» WHAT IS REQUIRED: Please return each line of the listing below exactly as written.

» EXERCISE DATA:
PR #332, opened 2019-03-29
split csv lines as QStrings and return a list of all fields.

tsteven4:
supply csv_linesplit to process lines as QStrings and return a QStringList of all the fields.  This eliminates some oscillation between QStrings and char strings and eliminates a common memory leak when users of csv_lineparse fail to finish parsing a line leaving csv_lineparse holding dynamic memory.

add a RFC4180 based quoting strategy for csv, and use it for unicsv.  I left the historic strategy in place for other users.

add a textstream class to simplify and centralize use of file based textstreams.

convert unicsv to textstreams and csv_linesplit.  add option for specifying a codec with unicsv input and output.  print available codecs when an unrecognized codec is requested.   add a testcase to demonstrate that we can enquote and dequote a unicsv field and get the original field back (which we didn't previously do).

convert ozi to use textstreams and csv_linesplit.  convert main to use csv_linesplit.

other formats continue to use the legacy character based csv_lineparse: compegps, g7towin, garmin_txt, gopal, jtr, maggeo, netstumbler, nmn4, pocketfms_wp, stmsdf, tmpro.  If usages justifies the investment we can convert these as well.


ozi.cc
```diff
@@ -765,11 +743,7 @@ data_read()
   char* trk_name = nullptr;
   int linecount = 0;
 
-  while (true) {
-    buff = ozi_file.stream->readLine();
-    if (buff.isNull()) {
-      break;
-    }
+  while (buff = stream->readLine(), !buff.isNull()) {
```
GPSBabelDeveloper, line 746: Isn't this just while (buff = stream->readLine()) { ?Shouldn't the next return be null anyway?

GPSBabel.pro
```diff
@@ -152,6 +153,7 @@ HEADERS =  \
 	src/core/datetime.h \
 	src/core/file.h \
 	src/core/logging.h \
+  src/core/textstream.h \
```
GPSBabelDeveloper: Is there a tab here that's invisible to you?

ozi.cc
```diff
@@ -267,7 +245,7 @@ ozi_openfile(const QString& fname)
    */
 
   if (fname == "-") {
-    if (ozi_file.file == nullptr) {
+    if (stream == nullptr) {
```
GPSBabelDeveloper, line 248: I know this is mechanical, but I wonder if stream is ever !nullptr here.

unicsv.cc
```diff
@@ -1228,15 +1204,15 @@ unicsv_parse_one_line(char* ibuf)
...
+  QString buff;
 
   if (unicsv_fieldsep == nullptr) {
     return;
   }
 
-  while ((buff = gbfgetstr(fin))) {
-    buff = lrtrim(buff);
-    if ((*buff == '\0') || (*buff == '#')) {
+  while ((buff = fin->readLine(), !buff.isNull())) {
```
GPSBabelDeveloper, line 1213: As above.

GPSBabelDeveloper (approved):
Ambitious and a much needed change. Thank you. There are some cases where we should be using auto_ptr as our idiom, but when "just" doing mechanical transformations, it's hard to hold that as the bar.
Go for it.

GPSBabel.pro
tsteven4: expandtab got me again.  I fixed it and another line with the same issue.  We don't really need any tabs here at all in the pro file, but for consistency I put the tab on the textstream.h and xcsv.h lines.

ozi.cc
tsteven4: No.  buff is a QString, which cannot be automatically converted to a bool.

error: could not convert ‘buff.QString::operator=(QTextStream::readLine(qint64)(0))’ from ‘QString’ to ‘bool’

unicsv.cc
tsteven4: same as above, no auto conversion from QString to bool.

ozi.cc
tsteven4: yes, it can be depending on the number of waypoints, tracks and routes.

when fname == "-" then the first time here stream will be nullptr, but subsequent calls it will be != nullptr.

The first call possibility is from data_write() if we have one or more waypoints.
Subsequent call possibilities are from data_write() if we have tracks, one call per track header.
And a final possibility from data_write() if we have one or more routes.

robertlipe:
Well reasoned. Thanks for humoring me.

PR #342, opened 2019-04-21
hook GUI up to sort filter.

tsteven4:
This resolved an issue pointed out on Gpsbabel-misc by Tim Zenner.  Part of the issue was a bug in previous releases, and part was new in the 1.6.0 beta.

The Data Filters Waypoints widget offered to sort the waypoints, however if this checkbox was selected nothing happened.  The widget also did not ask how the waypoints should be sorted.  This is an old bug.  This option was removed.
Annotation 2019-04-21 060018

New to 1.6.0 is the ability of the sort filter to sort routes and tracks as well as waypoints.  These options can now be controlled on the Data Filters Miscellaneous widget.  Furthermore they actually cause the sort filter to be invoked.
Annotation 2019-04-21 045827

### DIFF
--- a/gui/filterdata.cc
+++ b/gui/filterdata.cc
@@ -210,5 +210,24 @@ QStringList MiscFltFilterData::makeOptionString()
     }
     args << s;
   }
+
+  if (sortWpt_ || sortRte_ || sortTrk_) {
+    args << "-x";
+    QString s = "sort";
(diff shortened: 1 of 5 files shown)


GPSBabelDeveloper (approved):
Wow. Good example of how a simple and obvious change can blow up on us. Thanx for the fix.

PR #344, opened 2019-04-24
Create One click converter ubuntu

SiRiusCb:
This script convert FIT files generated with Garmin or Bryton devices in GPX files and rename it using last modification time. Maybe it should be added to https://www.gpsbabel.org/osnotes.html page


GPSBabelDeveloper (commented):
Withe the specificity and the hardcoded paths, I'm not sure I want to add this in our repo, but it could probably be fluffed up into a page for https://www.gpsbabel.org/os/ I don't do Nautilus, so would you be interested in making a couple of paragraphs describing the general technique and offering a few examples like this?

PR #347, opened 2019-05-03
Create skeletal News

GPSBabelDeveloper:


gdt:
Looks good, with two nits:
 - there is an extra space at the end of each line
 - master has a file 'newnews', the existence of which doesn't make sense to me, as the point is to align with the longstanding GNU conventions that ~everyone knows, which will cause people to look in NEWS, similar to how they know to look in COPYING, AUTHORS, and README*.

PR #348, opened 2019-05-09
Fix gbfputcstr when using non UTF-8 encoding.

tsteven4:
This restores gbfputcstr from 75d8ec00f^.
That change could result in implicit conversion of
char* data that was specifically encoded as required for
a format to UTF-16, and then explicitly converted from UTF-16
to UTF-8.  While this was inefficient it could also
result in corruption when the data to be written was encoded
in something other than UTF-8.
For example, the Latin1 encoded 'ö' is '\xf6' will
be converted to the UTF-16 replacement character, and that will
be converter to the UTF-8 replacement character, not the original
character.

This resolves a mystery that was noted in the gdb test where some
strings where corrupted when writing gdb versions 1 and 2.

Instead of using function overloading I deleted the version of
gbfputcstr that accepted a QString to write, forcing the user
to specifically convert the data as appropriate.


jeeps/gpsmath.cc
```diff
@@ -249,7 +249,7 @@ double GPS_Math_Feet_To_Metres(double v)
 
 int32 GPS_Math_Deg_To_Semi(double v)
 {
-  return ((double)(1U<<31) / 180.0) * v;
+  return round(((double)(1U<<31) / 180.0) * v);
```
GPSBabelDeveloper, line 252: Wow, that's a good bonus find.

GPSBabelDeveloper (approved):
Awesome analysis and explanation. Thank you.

» SOLUTION FOR THIS TASK:
PR #332, opened 2019-03-29
split csv lines as QStrings and return a list of all fields.

tsteven4:
supply csv_linesplit to process lines as QStrings and return a QStringList of all the fields.  This eliminates some oscillation between QStrings and char strings and eliminates a common memory leak when users of csv_lineparse fail to finish parsing a line leaving csv_lineparse holding dynamic memory.

add a RFC4180 based quoting strategy for csv, and use it for unicsv.  I left the historic strategy in place for other users.

add a textstream class to simplify and centralize use of file based textstreams.

convert unicsv to textstreams and csv_linesplit.  add option for specifying a codec with unicsv input and output.  print available codecs when an unrecognized codec is requested.   add a testcase to demonstrate that we can enquote and dequote a unicsv field and get the original field back (which we didn't previously do).

convert ozi to use textstreams and csv_linesplit.  convert main to use csv_linesplit.

other formats continue to use the legacy character based csv_lineparse: compegps, g7towin, garmin_txt, gopal, jtr, maggeo, netstumbler, nmn4, pocketfms_wp, stmsdf, tmpro.  If usages justifies the investment we can convert these as well.


ozi.cc
```diff
@@ -765,11 +743,7 @@ data_read()
   char* trk_name = nullptr;
   int linecount = 0;
 
-  while (true) {
-    buff = ozi_file.stream->readLine();
-    if (buff.isNull()) {
-      break;
-    }
+  while (buff = stream->readLine(), !buff.isNull()) {
```
GPSBabelDeveloper, line 746: Isn't this just while (buff = stream->readLine()) { ?Shouldn't the next return be null anyway?

GPSBabel.pro
```diff
@@ -152,6 +153,7 @@ HEADERS =  \
 	src/core/datetime.h \
 	src/core/file.h \
 	src/core/logging.h \
+  src/core/textstream.h \
```
GPSBabelDeveloper: Is there a tab here that's invisible to you?

ozi.cc
```diff
@@ -267,7 +245,7 @@ ozi_openfile(const QString& fname)
    */
 
   if (fname == "-") {
-    if (ozi_file.file == nullptr) {
+    if (stream == nullptr) {
```
GPSBabelDeveloper, line 248: I know this is mechanical, but I wonder if stream is ever !nullptr here.

unicsv.cc
```diff
@@ -1228,15 +1204,15 @@ unicsv_parse_one_line(char* ibuf)
...
+  QString buff;
 
   if (unicsv_fieldsep == nullptr) {
     return;
   }
 
-  while ((buff = gbfgetstr(fin))) {
-    buff = lrtrim(buff);
-    if ((*buff == '\0') || (*buff == '#')) {
+  while ((buff = fin->readLine(), !buff.isNull())) {
```
GPSBabelDeveloper, line 1213: As above.

GPSBabelDeveloper (approved):
Ambitious and a much needed change. Thank you. There are some cases where we should be using auto_ptr as our idiom, but when "just" doing mechanical transformations, it's hard to hold that as the bar.
Go for it.

GPSBabel.pro
tsteven4: expandtab got me again.  I fixed it and another line with the same issue.  We don't really need any tabs here at all in the pro file, but for consistency I put the tab on the textstream.h and xcsv.h lines.

ozi.cc
tsteven4: No.  buff is a QString, which cannot be automatically converted to a bool.

error: could not convert ‘buff.QString::operator=(QTextStream::readLine(qint64)(0))’ from ‘QString’ to ‘bool’

unicsv.cc
tsteven4: same as above, no auto conversion from QString to bool.

ozi.cc
tsteven4: yes, it can be depending on the number of waypoints, tracks and routes.

when fname == "-" then the first time here stream will be nullptr, but subsequent calls it will be != nullptr.

The first call possibility is from data_write() if we have one or more waypoints.
Subsequent call possibilities are from data_write() if we have tracks, one call per track header.
And a final possibility from data_write() if we have one or more routes.

robertlipe:
Well reasoned. Thanks for humoring me.

PR #342, opened 2019-04-21
hook GUI up to sort filter.

tsteven4:
This resolved an issue pointed out on Gpsbabel-misc by Tim Zenner.  Part of the issue was a bug in previous releases, and part was new in the 1.6.0 beta.

The Data Filters Waypoints widget offered to sort the waypoints, however if this checkbox was selected nothing happened.  The widget also did not ask how the waypoints should be sorted.  This is an old bug.  This option was removed.
Annotation 2019-04-21 060018

New to 1.6.0 is the ability of the sort filter to sort routes and tracks as well as waypoints.  These options can now be controlled on the Data Filters Miscellaneous widget.  Furthermore they actually cause the sort filter to be invoked.
Annotation 2019-04-21 045827

### DIFF
--- a/gui/filterdata.cc
+++ b/gui/filterdata.cc
@@ -210,5 +210,24 @@ QStringList MiscFltFilterData::makeOptionString()
     }
     args << s;
   }
+
+  if (sortWpt_ || sortRte_ || sortTrk_) {
+    args << "-x";
+    QString s = "sort";
(diff shortened: 1 of 5 files shown)


GPSBabelDeveloper (approved):
Wow. Good example of how a simple and obvious change can blow up on us. Thanx for the fix.

PR #344, opened 2019-04-24
Create One click converter ubuntu

SiRiusCb:
This script convert FIT files generated with Garmin or Bryton devices in GPX files and rename it using last modification time. Maybe it should be added to https://www.gpsbabel.org/osnotes.html page


GPSBabelDeveloper (commented):
Withe the specificity and the hardcoded paths, I'm not sure I want to add this in our repo, but it could probably be fluffed up into a page for https://www.gpsbabel.org/os/ I don't do Nautilus, so would you be interested in making a couple of paragraphs describing the general technique and offering a few examples like this?

PR #347, opened 2019-05-03
Create skeletal News

GPSBabelDeveloper:


gdt:
Looks good, with two nits:
 - there is an extra space at the end of each line
 - master has a file 'newnews', the existence of which doesn't make sense to me, as the point is to align with the longstanding GNU conventions that ~everyone knows, which will cause people to look in NEWS, similar to how they know to look in COPYING, AUTHORS, and README*.

PR #348, opened 2019-05-09
Fix gbfputcstr when using non UTF-8 encoding.

tsteven4:
This restores gbfputcstr from 75d8ec00f^.
That change could result in implicit conversion of
char* data that was specifically encoded as required for
a format to UTF-16, and then explicitly converted from UTF-16
to UTF-8.  While this was inefficient it could also
result in corruption when the data to be written was encoded
in something other than UTF-8.
For example, the Latin1 encoded 'ö' is '\xf6' will
be converted to the UTF-16 replacement character, and that will
be converter to the UTF-8 replacement character, not the original
character.

This resolves a mystery that was noted in the gdb test where some
strings where corrupted when writing gdb versions 1 and 2.

Instead of using function overloading I deleted the version of
gbfputcstr that accepted a QString to write, forcing the user
to specifically convert the data as appropriate.


jeeps/gpsmath.cc
```diff
@@ -249,7 +249,7 @@ double GPS_Math_Feet_To_Metres(double v)
 
 int32 GPS_Math_Deg_To_Semi(double v)
 {
-  return ((double)(1U<<31) / 180.0) * v;
+  return round(((double)(1U<<31) / 180.0) * v);
```
GPSBabelDeveloper, line 252: Wow, that's a good bonus find.

GPSBabelDeveloper (approved):
Awesome analysis and explanation. Thank you.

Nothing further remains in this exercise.